What is being asked>
Find the lines of data that contain the string "ORIGLANG", then list them.
•••••
PR #7031, opened 2024-08-29
Comparing GET TIME STAMP and sy-datum and sy-uzeit only works if the user is in UTC

fvalves:


mbtools (changes requested):
The test works just fine on my system with `EST` timezone (timestamp matched `sy-datum/uzeit`):

image

But it fails with the suggested change:

image

Please check under exactly which conditions the test needs to be changed.

fvalves:
Thanks for the feedback, @mbtools ! I'll do more research to identify what causes the difference in behavior.

mbtools (approved):
Works now. Thanks!

Issue #6975, opened 2024-07-09
Combining packages with different Software Components results in package properties being changed 


AriannaMussoBarcucci:
Hello, I have encountered a confusing behavior while using the latest version of the zabapgit_standalone report when combining subpackages with different software components and ABAP language versions.

In my initial system, I have a structure package called Z_TEST_SUPERPACKAGE with Software Component = ZLOCAL and language = ABAP for Cloud Development

Inside this top structure package I created two development packages:

- Z_TEST_TIER1, with Software Component = ZLOCAL and language = ABAP for Cloud Development
- $Z_TEST_TIER2, with Software Component = LOCAL and language = ABAP standard

Via report ZABAPGIT_STANDALONE I then connected the Z_TEST_SUPERPACKAGE to a github repo, and pushed all the content.
I then pulled the content of the repo in a different system.
 
And here is the interesting behavior: the first package, which has same name prefix, same Software Component and same ABAP language as the structure package, is pulled in correctly.
**The second package (which has a different name suffix , different Software Component and different ABAP language) gets modified**: when pulled into the new system, the name is changed from $Z_TEST_TIER2 to Z_TEST_TIER2, the Software Component is changed from LOCAL to ZLOCAL, and the ABAP language is now blank (and when clicking on the dropdown menu in ABAP Developer Tools from Eclipse, the only available option is now ABAP language for cloud development). 
 
Is it possible that the zabapgit_standalone report reads the name prefix and software component from the top package, and then assigns it to all the subpackages, effectively changing the original Software Component?

mbtools:
In general, a scenario combining transportable and non-transportable packages ($-packages) in one repo is not supported and should have led to an error when creating the repo in abapGit. It looks like the package checks aren't strict enough.

I would consider such a combination in one repo not good practice anyway. Create separate repos for Z_TEST_TIER1 and $Z_TEST_TIER2.





All packages must have the same

AriannaMussoBarcucci:
Hi Marc,

Thank you for the quick reply!
Ok, this answer my question, I will take your recommendation and use two separate repos for the two packages.

PR #7037, opened 2024-09-03
Add package check when creating repository

mbtools:
Trying to create a repository for a package hierarchy that contain a mix of transportable and non-transportable packages is not supported and now leads to an error message.

Ref https://github.com/abapGit/abapGit/issues/6975#issuecomment-2218268991


larshp (approved):
lgtm

PR #7048, opened 2024-09-12
Enable CDS types

fvalves:
CDS types, with object type DRTY, had been previously implemented, but they had not yet been properly flagged as data dictionary objects.


mbtools (approved):
Thanks

PS: We need to run our [ci](https://ci.abapgit.org) more frequently and on a newer release to catch such issues 😉

PR #7126, opened 2025-01-10
Patch: fix 'invalid filename' error if filename is empty

christianguenter2:
If an object is erroneously (root cause unknown) detected as changed locally like this
image

Patching is not possible and raises `invalid filename` error from here
https://github.com/abapGit/abapGit/blob/3daf4d3f5ccdbd62d505ad39d22cd9cd6e61cbef/src/ui/pages/zcl_abapgit_gui_page_patch.clas.abap#L413
image

image

image

This change mitigates the error and patching is possible again
image


mbtools:
The state is based on sha1 comparison. I'm certain there's a diff. The problem is the SAP function used to calc the diff lines. I already included a `compute_diff_extra` in [`zcl_abapgit_diff`](https://github.com/abapGit/abapGit/blob/main/src/utils/zcl_abapgit_diff.clas.abap) that handles some cases. It looks like there's more and it would be good to find out what's missing. 🤷

mbtools (approved):
👍

christianguenter2:
@mbtools 
You're right. I just checked the object in `COMPUTE_DIFF_EXTRA` and did a diff in the debugger. There are some deltas. Seems related to tabs/whitespace.
image

image

image

mbtools:
`RS_CMP_COMPUTE_DELTA` converts tabs to 2 spaces... 😠 

image

mbtools:
These replacements impact `lt_delta` which is the source for the display of the diffs. This means there are no tabs to visualize. Usually they would show when selecting "View > Show Hidden Characters".

mbtools (approved):

PR #7565, opened 2026-02-07
Support "do not ignore" files in repo settings

mbtools:
You can now add negative ignore patterns by using `!` as a prefix to allow files that are otherwise excluded:

image

The behaviour is like `.gitignore`: Patterns are read top-to-bottom with later ones overriding earlier


src/repo/zcl_abapgit_dot_abapgit.clas.abap
```diff
@@ -338,6 +338,10 @@ CLASS zcl_abapgit_dot_abapgit IMPLEMENTATION.
         rv_ignored = abap_true.
         RETURN.
       ENDIF.
+      IF lv_ignore(1) = '!' AND lv_name CP lv_ignore+1(*).
```
larshp, line 351: if `strlen( lv_ignore ) = 0` then this will crash?

src/repo/zcl_abapgit_dot_abapgit.clas.testclasses.abap
```diff
@@ -104,6 +104,16 @@ CLASS ltcl_dot_abapgit IMPLEMENTATION.
       act = lv_ignored
       exp = abap_true ).
 
+    " Don't ignore file
+    lo_dot->add_ignore( iv_path = '!' && lc_root
+                        iv_filename = 'abaplint.json' ).
```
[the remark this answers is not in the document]
mbtools: it's a concat so ok

src/repo/zcl_abapgit_dot_abapgit.clas.abap
mbtools: fixed

PR #7569, opened 2026-02-09
Call deserialize post-processing exit at end of deserializing

mbtools:
The `deserialize_postprocess` exit was only called after deserializing objects. It's now called also at the very end of the `deserialize process` with the original remote and already updated local files.


larshp:
deserialize_postprocess is called in two places now?

mbtools:
I didn't remove the first call to stay compatible and it's also per deserialize phase (is_step). The additional call at the end lets you process any other files for example like /data or things in root like abaplint.json.

larshp:
this might break some stuff, so need this in the changelog

PR #7576, opened 2026-02-11
Fix: TADIR-MASTERLANG is lost

### LINKED ISSUE #7573: Local files - `ORIGLANG` language is not filled
I'd like to render a wall message if some objects are created with the wrong master language.
While implementing `zif_abapgit_exit~wall_message_repo` I noticed that `ORIGLANG` is not filled for local files. 

E.g. 

```
    FINAL(local_objects) = zcl_abapgit_repo_srv=>get_instance(
                                              )->get( is_repo_meta-key
                                              )->get_files_local( ).
```

Image

I'd have assumed that it's filled from `TADIR-MASTERLANG`.

Image

Is there a particular reason why that's not the case?

If not I'd propose to fill it here:
https://github.com/abapGit/abapGit/blob/0743b064354dba6c66de64d4b890603839b79a8f/src/objects/core/zabapgit_parallel.fugr.z_abapgit_serialize_parallel.abap#L30-L34
https://github.com/abapGit/abapGit/blob/0743b064354dba6c66de64d4b890603839b79a8f/src/objects/core/zcl_abapgit_serialize.clas.abap#L684-L687

christianguenter2:
fixes #7573

### DIFF
--- a/src/objects/core/zabapgit_parallel.fugr.xml
+++ b/src/objects/core/zabapgit_parallel.fugr.xml
@@ -85,20 +85,8 @@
•••••
Answer space>
### LINKED ISSUE #7573: Local files - `ORIGLANG` language is not filled
While implementing `zif_abapgit_exit~wall_message_repo` I noticed that `ORIGLANG` is not filled for local files. 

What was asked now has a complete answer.